#### [ASSIGNMENT]
For this exercise, output the line holding "More input as" and all subsequent lines of the entries below, unchanged, up to and including the last.

#### [MATERIAL FOR THE TASK]
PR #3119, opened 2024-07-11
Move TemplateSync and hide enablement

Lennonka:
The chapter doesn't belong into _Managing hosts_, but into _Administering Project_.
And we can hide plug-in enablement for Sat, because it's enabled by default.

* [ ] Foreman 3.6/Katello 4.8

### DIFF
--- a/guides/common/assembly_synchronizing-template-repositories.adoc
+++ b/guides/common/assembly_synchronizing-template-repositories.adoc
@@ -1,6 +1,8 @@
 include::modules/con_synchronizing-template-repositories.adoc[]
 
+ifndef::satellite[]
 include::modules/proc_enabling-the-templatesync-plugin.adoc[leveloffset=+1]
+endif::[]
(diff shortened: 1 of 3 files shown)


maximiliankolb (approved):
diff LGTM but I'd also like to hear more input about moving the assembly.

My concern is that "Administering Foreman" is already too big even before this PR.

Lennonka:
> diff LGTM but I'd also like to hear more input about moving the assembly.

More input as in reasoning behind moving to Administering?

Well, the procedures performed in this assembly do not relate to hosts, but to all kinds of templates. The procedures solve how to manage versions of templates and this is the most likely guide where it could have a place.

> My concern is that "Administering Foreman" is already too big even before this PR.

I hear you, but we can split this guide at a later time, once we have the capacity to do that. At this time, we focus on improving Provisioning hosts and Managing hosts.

#### [COMPLETED EXERCISE]
More input as in reasoning behind moving to Administering?

Well, the procedures performed in this assembly do not relate to hosts, but to all kinds of templates. The procedures solve how to manage versions of templates and this is the most likely guide where it could have a place.

> My concern is that "Administering Foreman" is already too big even before this PR.

I hear you, but we can split this guide at a later time, once we have the capacity to do that. At this time, we focus on improving Provisioning hosts and Managing hosts.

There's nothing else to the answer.